Stored items:
◇ ◇ ◇

PR #3062, opened 2020-05-05
chore: load all the fast-components

radium-v:
# Description

Load fast-components for consumption on the website project.

## Motivation & context

This shoehorns all WCs available, we should probably reduce this from loading all to just the ones we need in the future.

◇ ◇ ◇

State the number of lines in the data above that include the word "components", leaving out any other words.

Answer to the exercise: 2